PR #3328, opened 2019-09-04
Remove Rails 5.1 support

kennyadsl:
**Description**
Our code is still compatible with Rails 5.1 but that version is in its `EOL` phase, so it's not receiving security patches anymore. 

This PR removes support for Rails 5.1, and it's a follow-up of #3333. We should merge this PR after we release the next version, probably `2.10`. 

**Checklist:**

### DIFF
--- a/core/lib/spree/testing_support/dummy_app/rake_tasks.rb
+++ b/core/lib/spree/testing_support/dummy_app/rake_tasks.rb
@@ -43,10 +43,8 @@ namespace :db do
           [path],
           ActiveRecord::SchemaMigration
         ).migrate
-      elsif Rails.gem_version >= Gem::Version.new('5.2.0')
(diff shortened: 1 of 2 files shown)


kennyadsl:
@tvdeyen I think that document is outdated, according to https://rubyonrails.org/security/

kennyadsl:
I think this is the last one: https://github.com/rails/rails/blob/6d68bb5f695414b1801c1c3952ef955a5b0b6c6a/guides/source/maintenance_policy.md

kennyadsl:
@tvdeyen what about printing a deprecation warning if Rails 5.1 is used and just remove it from the CI?

tvdeyen:
This sounds like a good idea.

kennyadsl:
I've created #3333 and updated this PR, so it's ready to merge after the next release.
______________________________
The output must consist solely of the lines from the one containing "Rails.gem_version >= Gem::Version.new('5.2.0')" through the end of the listing, unaltered.

-      elsif Rails.gem_version >= Gem::Version.new('5.2.0')
(diff shortened: 1 of 2 files shown)


kennyadsl:
@tvdeyen I think that document is outdated, according to https://rubyonrails.org/security/

kennyadsl:
I think this is the last one: https://github.com/rails/rails/blob/6d68bb5f695414b1801c1c3952ef955a5b0b6c6a/guides/source/maintenance_policy.md

kennyadsl:
@tvdeyen what about printing a deprecation warning if Rails 5.1 is used and just remove it from the CI?

tvdeyen:
This sounds like a good idea.

kennyadsl:
I've created #3333 and updated this PR, so it's ready to merge after the next release.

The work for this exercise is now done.